=== Begin Enclosure ===
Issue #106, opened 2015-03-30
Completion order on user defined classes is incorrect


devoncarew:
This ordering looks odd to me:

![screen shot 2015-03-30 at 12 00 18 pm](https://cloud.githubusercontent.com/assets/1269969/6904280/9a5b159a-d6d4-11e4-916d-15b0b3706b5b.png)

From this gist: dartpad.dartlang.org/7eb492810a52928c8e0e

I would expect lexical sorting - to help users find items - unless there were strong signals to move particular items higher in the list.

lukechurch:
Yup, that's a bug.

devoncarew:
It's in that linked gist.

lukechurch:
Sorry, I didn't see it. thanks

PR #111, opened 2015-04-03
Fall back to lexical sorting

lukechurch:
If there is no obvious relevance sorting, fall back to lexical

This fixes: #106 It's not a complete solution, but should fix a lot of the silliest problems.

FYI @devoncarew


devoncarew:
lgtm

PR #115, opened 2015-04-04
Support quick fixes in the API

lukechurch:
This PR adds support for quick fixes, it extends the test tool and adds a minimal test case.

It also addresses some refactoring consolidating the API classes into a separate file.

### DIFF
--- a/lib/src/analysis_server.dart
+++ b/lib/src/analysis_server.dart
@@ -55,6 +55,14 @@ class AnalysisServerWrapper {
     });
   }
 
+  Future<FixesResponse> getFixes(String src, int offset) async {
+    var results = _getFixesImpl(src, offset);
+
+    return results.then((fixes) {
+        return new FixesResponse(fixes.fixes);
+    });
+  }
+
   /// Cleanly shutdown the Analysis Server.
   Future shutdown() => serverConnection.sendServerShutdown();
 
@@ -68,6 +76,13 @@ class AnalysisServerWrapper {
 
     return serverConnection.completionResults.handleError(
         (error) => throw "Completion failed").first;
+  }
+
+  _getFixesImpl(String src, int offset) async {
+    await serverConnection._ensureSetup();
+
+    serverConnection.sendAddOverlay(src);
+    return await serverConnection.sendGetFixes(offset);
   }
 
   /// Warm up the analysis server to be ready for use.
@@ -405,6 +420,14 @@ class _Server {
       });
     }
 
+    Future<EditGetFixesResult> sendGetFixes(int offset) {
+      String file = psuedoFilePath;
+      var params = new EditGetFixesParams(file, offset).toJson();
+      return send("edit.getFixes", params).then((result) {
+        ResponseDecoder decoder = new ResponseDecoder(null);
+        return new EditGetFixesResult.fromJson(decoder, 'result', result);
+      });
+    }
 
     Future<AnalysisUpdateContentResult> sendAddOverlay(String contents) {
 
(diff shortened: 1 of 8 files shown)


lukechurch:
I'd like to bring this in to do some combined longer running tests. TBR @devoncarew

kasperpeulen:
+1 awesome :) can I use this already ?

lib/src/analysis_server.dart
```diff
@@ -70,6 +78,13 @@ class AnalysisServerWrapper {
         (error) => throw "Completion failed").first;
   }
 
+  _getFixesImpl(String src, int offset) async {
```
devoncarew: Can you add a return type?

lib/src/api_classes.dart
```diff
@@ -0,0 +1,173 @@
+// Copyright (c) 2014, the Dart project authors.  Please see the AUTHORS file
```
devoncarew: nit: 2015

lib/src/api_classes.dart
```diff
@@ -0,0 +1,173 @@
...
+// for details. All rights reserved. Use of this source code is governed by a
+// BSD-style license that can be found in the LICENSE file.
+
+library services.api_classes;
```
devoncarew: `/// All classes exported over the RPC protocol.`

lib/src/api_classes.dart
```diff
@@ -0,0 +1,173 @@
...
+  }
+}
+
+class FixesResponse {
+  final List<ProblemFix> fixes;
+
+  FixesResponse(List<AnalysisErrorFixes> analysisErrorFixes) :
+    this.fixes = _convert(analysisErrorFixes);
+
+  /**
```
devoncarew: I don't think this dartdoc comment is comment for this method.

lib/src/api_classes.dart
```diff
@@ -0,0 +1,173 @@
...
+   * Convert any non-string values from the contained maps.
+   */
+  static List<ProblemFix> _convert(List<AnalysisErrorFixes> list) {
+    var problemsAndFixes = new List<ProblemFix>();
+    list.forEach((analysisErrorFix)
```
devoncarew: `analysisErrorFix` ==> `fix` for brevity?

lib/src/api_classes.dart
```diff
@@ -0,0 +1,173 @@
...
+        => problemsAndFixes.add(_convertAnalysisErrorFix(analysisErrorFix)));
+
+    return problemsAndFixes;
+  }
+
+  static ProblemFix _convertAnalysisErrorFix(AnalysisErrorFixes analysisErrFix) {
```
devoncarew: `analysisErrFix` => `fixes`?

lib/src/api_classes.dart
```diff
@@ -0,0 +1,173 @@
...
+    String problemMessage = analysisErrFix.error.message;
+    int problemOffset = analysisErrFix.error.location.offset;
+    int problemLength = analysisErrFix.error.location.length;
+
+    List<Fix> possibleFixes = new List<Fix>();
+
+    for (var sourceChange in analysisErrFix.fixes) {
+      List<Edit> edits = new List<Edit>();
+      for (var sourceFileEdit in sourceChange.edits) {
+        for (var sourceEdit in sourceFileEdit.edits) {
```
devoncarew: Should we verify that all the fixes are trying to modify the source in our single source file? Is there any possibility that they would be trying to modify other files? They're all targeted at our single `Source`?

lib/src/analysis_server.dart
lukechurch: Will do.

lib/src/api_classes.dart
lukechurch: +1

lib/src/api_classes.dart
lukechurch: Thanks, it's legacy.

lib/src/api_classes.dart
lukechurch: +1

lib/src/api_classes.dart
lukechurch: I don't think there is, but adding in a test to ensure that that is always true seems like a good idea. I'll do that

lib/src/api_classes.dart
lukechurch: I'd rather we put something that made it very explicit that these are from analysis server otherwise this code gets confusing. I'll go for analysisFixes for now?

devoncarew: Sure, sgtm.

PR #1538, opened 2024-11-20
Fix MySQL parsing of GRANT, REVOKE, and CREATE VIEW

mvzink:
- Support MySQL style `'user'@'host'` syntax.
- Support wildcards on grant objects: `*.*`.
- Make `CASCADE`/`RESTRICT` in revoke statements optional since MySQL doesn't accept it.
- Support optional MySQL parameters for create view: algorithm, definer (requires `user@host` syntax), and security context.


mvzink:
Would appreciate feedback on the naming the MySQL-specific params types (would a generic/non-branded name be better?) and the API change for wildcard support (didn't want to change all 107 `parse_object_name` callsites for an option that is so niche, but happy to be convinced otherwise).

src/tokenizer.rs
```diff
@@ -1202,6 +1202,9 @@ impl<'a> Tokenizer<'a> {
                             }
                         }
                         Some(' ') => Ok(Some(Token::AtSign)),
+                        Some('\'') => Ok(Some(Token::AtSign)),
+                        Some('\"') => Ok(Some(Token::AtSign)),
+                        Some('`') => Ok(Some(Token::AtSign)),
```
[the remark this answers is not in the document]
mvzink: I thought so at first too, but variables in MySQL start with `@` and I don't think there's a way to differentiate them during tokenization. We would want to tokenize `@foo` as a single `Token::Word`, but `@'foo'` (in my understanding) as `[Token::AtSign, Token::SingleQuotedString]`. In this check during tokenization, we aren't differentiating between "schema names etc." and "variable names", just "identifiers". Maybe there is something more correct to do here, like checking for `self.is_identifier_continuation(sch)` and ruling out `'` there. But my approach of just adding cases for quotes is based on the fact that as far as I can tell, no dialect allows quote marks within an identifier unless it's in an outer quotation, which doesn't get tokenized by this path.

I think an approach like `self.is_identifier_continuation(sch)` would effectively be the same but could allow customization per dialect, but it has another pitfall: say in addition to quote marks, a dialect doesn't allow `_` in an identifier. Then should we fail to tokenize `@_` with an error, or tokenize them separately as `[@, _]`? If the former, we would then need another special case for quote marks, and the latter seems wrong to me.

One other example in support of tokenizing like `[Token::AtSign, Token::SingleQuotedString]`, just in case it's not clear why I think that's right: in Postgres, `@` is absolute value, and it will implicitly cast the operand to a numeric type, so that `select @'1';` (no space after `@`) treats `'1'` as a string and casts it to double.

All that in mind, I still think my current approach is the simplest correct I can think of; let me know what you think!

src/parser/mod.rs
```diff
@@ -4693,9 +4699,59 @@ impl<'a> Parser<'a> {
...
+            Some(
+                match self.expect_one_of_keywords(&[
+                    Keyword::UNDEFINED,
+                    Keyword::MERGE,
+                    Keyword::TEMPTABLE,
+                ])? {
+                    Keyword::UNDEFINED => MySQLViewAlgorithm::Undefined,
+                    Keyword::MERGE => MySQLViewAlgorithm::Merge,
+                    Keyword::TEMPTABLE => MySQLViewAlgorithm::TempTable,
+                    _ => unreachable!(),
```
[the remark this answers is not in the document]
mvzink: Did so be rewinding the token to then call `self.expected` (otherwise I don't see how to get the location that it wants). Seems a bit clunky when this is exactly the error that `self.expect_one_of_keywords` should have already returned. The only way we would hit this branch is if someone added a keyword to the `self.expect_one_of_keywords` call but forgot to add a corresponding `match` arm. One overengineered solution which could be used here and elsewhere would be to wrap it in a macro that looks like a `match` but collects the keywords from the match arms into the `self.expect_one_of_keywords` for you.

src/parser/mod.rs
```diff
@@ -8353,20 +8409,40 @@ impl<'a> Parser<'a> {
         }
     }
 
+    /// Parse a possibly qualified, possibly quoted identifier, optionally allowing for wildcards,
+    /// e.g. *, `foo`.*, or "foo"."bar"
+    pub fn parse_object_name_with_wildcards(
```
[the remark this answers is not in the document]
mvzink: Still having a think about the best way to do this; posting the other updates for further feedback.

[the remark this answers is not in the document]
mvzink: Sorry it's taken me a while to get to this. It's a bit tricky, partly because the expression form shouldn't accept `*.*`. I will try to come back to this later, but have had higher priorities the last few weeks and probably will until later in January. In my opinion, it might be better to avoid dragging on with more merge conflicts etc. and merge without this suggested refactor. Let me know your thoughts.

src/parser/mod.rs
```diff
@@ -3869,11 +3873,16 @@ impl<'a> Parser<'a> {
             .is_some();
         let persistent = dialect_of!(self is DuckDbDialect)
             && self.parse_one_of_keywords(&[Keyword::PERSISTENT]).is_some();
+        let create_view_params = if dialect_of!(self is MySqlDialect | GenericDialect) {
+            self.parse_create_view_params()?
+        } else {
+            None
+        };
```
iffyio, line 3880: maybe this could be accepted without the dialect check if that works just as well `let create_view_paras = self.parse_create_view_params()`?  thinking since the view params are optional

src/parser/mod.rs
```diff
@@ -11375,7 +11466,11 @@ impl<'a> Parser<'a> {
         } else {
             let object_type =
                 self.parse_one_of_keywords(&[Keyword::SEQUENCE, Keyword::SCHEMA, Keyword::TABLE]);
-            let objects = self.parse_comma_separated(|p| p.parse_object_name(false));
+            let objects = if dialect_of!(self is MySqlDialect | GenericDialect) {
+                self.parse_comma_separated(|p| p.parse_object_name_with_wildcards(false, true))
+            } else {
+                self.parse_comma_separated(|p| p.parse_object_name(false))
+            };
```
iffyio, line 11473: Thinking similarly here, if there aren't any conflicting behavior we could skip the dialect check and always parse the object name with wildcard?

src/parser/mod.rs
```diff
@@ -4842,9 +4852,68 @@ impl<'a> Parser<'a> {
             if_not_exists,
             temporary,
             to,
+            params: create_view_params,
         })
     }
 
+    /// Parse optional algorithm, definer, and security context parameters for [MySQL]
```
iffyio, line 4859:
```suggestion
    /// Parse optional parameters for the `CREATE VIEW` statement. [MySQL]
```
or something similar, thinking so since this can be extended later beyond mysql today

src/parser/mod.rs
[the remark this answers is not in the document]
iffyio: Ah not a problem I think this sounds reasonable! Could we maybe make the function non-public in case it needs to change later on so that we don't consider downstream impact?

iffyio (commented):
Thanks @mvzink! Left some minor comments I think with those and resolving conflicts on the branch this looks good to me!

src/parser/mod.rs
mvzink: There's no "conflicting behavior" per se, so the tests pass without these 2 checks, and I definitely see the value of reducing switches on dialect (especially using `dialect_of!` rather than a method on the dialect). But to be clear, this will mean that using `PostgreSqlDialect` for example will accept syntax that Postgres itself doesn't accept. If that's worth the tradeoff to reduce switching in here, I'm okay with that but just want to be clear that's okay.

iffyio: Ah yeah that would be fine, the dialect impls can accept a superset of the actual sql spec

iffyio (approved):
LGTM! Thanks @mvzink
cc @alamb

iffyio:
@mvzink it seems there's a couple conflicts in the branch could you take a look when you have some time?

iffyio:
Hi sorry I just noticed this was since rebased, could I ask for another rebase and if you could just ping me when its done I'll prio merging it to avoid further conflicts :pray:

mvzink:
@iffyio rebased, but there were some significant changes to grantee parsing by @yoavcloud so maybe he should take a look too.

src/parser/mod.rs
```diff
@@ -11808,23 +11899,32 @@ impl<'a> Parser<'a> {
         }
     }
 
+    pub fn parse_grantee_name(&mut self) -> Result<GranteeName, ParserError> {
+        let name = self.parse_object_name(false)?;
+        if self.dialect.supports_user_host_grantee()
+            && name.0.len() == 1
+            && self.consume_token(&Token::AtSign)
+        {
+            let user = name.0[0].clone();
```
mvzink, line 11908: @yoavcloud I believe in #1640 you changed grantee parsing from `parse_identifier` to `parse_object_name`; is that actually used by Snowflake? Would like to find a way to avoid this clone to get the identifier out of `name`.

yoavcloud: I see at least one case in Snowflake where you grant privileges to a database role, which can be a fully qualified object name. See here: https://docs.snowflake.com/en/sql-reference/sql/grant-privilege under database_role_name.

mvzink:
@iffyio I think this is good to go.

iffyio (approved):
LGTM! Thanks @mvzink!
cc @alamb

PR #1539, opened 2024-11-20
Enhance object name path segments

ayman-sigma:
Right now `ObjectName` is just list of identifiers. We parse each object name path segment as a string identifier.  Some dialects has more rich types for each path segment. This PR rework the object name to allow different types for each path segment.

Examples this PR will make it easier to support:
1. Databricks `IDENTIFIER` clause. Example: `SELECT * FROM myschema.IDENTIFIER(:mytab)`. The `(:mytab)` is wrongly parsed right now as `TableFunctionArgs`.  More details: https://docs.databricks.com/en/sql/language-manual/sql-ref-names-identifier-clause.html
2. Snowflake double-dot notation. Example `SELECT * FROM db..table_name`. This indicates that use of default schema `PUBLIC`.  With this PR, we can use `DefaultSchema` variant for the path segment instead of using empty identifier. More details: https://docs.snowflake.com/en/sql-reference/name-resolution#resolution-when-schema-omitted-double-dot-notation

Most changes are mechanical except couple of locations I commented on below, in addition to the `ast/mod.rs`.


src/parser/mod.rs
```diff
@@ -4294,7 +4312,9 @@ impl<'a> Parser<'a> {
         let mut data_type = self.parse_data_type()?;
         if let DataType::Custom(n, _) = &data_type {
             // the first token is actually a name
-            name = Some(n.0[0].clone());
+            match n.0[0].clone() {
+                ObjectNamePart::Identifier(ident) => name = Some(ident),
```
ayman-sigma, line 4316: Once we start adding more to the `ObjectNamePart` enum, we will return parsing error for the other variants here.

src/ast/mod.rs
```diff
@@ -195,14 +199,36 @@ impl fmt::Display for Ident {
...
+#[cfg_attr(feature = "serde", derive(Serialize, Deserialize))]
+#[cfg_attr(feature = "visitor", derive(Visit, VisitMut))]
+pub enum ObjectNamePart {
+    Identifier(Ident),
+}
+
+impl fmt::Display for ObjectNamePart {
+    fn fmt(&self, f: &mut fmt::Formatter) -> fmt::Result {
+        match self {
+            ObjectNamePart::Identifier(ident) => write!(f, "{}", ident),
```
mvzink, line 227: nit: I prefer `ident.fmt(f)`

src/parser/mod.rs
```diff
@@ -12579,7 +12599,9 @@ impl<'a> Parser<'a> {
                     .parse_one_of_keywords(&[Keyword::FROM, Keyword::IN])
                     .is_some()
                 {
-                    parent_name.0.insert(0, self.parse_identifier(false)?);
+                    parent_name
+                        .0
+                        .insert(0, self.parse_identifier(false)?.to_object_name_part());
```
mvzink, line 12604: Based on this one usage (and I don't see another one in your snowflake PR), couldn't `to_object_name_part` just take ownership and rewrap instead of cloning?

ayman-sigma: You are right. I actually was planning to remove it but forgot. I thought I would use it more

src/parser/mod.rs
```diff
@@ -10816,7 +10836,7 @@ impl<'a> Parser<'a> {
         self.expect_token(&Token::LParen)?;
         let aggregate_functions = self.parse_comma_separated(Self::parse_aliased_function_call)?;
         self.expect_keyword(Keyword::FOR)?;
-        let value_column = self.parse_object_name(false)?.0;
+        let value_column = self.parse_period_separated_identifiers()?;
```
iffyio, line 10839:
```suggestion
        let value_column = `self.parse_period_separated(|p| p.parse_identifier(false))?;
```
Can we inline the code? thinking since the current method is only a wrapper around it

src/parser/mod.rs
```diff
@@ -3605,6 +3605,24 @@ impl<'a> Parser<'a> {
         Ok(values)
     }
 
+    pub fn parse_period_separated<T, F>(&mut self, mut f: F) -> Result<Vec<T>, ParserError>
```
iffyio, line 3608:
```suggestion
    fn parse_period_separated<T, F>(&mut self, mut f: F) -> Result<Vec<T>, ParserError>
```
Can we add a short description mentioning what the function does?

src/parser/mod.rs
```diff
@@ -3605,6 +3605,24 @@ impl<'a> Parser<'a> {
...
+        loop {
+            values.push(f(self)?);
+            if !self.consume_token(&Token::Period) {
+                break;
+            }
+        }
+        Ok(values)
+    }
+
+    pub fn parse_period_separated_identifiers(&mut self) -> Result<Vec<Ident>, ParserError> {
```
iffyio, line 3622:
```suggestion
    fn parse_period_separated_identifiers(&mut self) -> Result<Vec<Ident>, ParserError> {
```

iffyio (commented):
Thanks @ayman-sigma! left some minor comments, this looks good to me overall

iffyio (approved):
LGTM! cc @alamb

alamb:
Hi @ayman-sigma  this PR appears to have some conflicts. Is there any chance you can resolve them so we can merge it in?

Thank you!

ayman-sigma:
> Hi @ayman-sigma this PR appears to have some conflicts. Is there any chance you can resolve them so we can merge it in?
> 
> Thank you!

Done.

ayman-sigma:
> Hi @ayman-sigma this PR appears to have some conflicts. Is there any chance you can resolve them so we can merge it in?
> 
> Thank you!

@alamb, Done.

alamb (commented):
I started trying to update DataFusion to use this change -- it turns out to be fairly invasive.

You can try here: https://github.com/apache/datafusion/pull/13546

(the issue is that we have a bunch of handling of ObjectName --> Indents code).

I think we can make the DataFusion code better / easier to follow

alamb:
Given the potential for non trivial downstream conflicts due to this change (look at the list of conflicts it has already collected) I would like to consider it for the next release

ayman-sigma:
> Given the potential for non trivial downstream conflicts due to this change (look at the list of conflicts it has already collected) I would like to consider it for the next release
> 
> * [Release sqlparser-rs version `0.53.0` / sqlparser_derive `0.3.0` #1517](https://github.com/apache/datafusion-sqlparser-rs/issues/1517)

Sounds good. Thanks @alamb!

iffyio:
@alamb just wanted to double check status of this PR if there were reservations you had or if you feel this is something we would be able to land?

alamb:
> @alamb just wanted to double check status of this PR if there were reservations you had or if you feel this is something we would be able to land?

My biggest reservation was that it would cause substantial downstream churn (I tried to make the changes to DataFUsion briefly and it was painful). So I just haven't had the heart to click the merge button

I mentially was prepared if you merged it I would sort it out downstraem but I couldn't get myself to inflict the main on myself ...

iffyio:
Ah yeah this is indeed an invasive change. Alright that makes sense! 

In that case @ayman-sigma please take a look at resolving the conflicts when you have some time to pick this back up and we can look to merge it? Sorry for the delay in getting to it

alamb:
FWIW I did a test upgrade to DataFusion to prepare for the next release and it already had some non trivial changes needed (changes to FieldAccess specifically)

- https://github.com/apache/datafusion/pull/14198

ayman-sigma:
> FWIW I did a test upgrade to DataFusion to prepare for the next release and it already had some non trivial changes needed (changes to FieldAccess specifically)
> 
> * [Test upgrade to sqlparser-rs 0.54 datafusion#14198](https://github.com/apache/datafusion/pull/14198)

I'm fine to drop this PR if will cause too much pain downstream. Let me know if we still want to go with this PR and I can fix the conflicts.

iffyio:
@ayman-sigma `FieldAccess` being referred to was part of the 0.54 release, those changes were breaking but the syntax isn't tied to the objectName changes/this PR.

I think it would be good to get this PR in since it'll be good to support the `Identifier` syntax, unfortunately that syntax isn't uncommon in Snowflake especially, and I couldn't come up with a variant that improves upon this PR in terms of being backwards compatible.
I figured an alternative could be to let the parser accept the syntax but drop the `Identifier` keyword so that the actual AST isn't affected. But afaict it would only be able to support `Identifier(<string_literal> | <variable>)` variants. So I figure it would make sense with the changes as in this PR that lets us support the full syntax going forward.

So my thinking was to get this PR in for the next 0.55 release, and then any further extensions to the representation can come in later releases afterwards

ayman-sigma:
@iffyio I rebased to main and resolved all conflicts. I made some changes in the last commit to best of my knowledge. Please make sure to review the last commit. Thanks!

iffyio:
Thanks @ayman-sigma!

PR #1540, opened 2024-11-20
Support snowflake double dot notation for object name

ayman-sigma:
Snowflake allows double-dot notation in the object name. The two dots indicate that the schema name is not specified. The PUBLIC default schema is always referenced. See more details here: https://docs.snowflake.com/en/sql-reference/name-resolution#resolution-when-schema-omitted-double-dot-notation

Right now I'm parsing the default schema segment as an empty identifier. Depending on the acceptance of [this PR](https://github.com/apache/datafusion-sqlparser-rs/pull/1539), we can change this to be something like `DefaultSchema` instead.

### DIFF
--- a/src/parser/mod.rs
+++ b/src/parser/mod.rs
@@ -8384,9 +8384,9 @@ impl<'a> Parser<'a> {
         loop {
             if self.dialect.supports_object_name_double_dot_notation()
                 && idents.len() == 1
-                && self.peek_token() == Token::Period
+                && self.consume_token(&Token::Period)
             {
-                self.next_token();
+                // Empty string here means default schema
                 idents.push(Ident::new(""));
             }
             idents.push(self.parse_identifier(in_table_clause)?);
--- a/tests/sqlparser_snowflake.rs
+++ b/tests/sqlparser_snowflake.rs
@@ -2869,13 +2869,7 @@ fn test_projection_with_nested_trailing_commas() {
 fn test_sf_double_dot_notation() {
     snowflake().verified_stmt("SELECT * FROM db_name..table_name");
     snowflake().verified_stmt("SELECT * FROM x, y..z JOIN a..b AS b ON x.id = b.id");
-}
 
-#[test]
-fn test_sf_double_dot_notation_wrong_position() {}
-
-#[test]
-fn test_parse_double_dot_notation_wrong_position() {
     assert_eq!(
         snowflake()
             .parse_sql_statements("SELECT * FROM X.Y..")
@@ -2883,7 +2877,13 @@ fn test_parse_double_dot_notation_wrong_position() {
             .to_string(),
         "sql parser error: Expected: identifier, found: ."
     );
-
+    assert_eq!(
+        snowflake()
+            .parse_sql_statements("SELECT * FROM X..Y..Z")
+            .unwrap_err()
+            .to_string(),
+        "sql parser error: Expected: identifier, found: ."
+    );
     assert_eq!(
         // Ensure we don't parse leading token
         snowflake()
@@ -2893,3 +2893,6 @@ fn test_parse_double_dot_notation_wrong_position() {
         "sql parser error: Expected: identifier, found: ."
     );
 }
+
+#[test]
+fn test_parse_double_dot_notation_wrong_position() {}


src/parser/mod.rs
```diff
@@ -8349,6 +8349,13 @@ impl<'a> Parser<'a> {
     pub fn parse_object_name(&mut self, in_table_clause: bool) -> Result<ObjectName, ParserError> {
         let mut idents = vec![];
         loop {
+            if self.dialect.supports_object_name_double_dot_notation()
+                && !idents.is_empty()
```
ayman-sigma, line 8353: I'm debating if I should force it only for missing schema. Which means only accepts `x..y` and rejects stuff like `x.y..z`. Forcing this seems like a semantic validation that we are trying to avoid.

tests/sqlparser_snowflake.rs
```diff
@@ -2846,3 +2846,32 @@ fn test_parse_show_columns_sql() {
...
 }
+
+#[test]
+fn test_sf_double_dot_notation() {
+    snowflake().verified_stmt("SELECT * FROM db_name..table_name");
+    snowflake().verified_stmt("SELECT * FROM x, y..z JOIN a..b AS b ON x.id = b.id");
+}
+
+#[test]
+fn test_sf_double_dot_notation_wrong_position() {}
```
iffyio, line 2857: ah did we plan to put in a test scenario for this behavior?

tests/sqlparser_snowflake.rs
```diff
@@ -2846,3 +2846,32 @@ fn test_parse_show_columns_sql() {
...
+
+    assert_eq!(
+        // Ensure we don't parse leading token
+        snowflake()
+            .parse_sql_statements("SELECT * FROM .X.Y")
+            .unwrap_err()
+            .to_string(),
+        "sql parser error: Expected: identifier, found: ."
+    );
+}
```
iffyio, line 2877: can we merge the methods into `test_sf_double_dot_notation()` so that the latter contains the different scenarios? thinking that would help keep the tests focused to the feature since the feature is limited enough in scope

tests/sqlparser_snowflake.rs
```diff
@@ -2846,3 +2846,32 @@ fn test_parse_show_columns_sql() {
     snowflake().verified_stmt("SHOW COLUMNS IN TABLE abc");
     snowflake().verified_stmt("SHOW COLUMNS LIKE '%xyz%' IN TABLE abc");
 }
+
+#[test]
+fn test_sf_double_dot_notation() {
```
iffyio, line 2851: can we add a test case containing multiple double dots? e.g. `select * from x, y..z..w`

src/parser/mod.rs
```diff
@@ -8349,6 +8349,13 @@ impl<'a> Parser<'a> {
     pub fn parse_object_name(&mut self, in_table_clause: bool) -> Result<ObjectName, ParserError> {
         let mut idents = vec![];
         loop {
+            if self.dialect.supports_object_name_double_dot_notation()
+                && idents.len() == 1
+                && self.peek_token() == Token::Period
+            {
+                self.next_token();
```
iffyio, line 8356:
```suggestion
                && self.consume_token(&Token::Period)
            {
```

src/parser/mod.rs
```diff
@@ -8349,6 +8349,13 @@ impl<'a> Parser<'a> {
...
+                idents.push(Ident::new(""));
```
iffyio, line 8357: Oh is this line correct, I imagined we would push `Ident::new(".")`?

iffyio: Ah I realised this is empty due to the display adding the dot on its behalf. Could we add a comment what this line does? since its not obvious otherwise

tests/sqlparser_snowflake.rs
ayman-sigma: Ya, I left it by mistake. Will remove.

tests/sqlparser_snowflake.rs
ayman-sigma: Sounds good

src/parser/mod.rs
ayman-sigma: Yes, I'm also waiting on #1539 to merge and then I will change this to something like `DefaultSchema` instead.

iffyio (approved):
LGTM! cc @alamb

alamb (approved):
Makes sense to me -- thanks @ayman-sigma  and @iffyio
=== End Enclosure ===
### What you have to do
Across the listing above, how many lines carry "your"? Give only the number.

### Task response
2